How Do You Determine Fair Market Value Of Commercial Property?

Before diving into determining a commercial property’s fair market value, we have to define what fair market value is. 

Fair market value is the estimated price at which a property or asset would sell for in an open market. It’s not a fixed or absolute number; it can fluctuate based on market conditions, economic factors, and other variables.

Let’s look at how to calculate fair market value and factors that impact the value of a commercial property. 

Top Methods of Determining Fair Market Value

Let’s first explore some common commercial real estate valuation models used to determine fair market value. Each valuation model has its pros and cons. The best approach depends on the property and the purpose of your valuation. 

Working with a valuation consultant who has commercial real estate experience, like Akrivis, is a great option. They can help you determine the best model to meet your needs. 

Cost Approach Valuation Model

This approach calculates the cost to replace or reproduce the property, factoring in depreciation. Expertswill analyze the land value and construction costs (including materials and labor) and then deduct depreciation to determine the property’s value.

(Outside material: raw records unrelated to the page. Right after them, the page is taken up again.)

Issue #1304, opened 2019-06-11
Developer needs to enable device local mode with CLI


roman-mazur:
- **Cli version:** 11.1.0
- **Standalone install:** no, native installer
- **Node version:** 12.4.0
- **Npm version:** 6.9.0
- **Operating system and architecture:** MacOS, x86_64

It currently does not seem to be possible to enable local mode from the command line.

tobyhijzen:
I would like to have this too

thgreasi:
Let me open an SDK issue for this.
See: https://github.com/balena-io/balena-sdk/issues/732

thgreasi:
The related local mode methods are now available in the balena-sdk v9.10.0 .

hedss:
@thgreasi Awesome, great work! I'm writing masterclass tutorials atm. We really, really do need this in and I'd like to prioritise it at the next CLI checkin. cc @shaunmulligan

pdcastro:
We've discussed this issue in today's CLI check-in and I just wanted to leave a comment on what we agreed the command could look like:
```
balena device config local-mode enable/disable <UUID>
```
So we would introduce a `device config` command that sets configuration options such as `local-mode` or `public-url` to values such as `enable` or `disable`. At the same time, we agreed we should migrate the `device public-url` command to the config form:
```
balena device config public-url enable/disable/status <UUID>
```
... and add a deprecation message to the the old `device public-url` form.

srlowe:
@pdcastro Regarding the suggestion above (`balena device config local-mode enable/disable <UUID>`)...

It seem oclif doesn't support this 'depth' of command, ie. `balena <topic> <suptopic> <command>` (I tested). I'm not sure how much work it would be to support that, but given that we have already hacked the framework to support spaces instead of colons, it's probably not a good idea to hack it further.

`balena device-config local-mode enable/disable <UUID>` is an option, but doesn't seem very nice.

Another option would be for `balena device config` to be a kind of supercommand (that accepts a command param, e.g. `local-mode`)

pdcastro:
> Another option would be for balena device config to be a kind of supercommand (that accepts a command param, e.g. local-mode)

@srlowe, I think this supercommand option is reasonable, not by patching oclif but by coding our own trivial parser of the first two positional arguments (`if (params.cmd === 'local-mode') ...`). So `device config` is the oclif command, while `local-mode` and `enable` are positional arguments to `device config`.

srlowe:
[...]

PR #1425, opened 2019-09-11
Update balena-sdk to v12 and mitigate MaxListenersExceededWarning

pdcastro:
Connects-to: #1153 
Connects-to: #1304 
Change-type: patch


lib/utils/logger.ts
```diff
@@ -64,6 +64,15 @@ class Logger {
...
 	}
 
+	private static logger: Logger;
+
+	public static getLogger() {
+		if (!this.logger) {
+			this.logger = new Logger();
+		}
+		return this.logger;
+	}
```
pdcastro: This new `getLogger()` method and its usage throughout CLI are in their own commit. These changes are an answer to the following warnings:
```
$ balena tunnel test-rpi -p 22222:43213
(node:43572) MaxListenersExceededWarning: Possible EventEmitter memory leak detected. 11 drain listeners added. Use emitter.setMaxListeners() to increase limit
(node:43572) MaxListenersExceededWarning: Possible EventEmitter memory leak detected. 11 error listeners added. Use emitter.setMaxListeners() to increase limit
(node:43572) MaxListenersExceededWarning: Possible EventEmitter memory leak detected. 11 close listeners added. Use emitter.setMaxListeners() to increase limit
```
I ran the CLI with warning stack traces enabled and the traces pointed to instances of Logger. It would have been the combination of Logger instances with other event listener usage elsewhere that would have combined to produce the warnings, so it's still that possible that a memory leak (dangling listeners) exist somewhere. But the static Logger change was sufficient to prevent the warning, hence at least mitigating the issue for now.

package.json
```diff
@@ -135,7 +135,7 @@
     "shell-escape": "^0.2.0",
     "sinon": "^7.4.1",
     "ts-node": "^8.1.0",
-    "typescript": "3.4.3"
+    "typescript": "^3.4.5"
```
pdcastro: Updated to match `balena-sdk`.

package.json
```diff
@@ -151,7 +151,7 @@
     "balena-device-status": "^3.1.2",
     "balena-image-manager": "^6.0.0",
     "balena-preload": "^8.2.1",
-    "balena-sdk": "^11.18.0",
+    "balena-sdk": "^12.10.0",
```
pdcastro: Mainly a pre-req for #1304, but also useful for #1153 and other issues.

lib/utils/cloud.ts
```diff
@@ -1,9 +1,26 @@
...
+ * limitations under the License.
+ */
+
+import { BalenaSDK, Service } from 'balena-sdk';
 import memoize = require('lodash/memoize');
 
 export const serviceIdToName = memoize(
 	async (sdk: BalenaSDK, serviceId: number): Promise<string | undefined> => {
-		const serviceName = await sdk.pine.get({
+		const serviceName = await sdk.pine.get<Service>({
```
pdcastro: Required as a result of the new type information added to `balena-sdk` v12.

lib/utils/helpers.ts
```diff
@@ -150,7 +152,7 @@ export function getApplication(applicationName: string) {
 	// that off to a special handler (before importing any modules)
 	const match = applicationName.split('/');
 
-	const extraOptions = {
+	const extraOptions: BalenaSdk.PineOptionsFor<BalenaSdk.Application> = {
```
pdcastro: Required as a result of the new type information added to `balena-sdk` v12.

pdcastro:
In addition to the existing automated tests, I've done some manual testing (on macOS) with commands such as:
```
balena login
balena apps
balena deploy --build
balena push
balena devices
balena device rename
balena envs
balena env rename
```
... and I found no problems related to the `balena-sdk` v12 major version bump.

lib/utils/logger.ts
```diff
@@ -19,6 +19,13 @@ import _ = require('lodash');
...
 import { StreamLogger } from 'resin-stream-logger';
 
+/**
+ * General purpose logger class with support for log streams and colours.
+ * Call `Logger.getLogger()` to retrieve a global shared instance of this
+ * class. The `new Logger()` pattern is not recommended because it may lead
+ * to Node printing "MaxListenersExceededWarning" warning messages to the
+ * console.
+ */
 class Logger {
```
pdcastro: > _I wonder how could we preserve some of those "why"-style comments _in_ the code_

Thanks for the review! I've added some JSDoc comments to the Logger class and to the `getLogger()` method. Also, I've added the `protected` modified to the Logger `constructor`, which forces the use of `getLogger()` (preventing the `new Logger()` usage, at least in Typescript code). I hope this is not a step too far...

Sales Comparison Valuation Model

This method involves analyzing recent sales of similar properties to derive the value of the subject property. Experts identify comparable properties, adjust for differences, and arrive at a professional opinion of fair market value.

Income Capitalization Approach Valuation Model

With this method, the income a commercial property generates is a significant determinant of its value. By estimating potential income and subtracting expenses, investors calculate the net operating income (NOI). Then, the NOI is divided by a capitalization rate to arrive at fair market value.

Factors Influencing the Value of Your Commercial Property

As noted, market value is not fixed or absolute. Let’s look at a few factors that can impact the market value of your commercial property. 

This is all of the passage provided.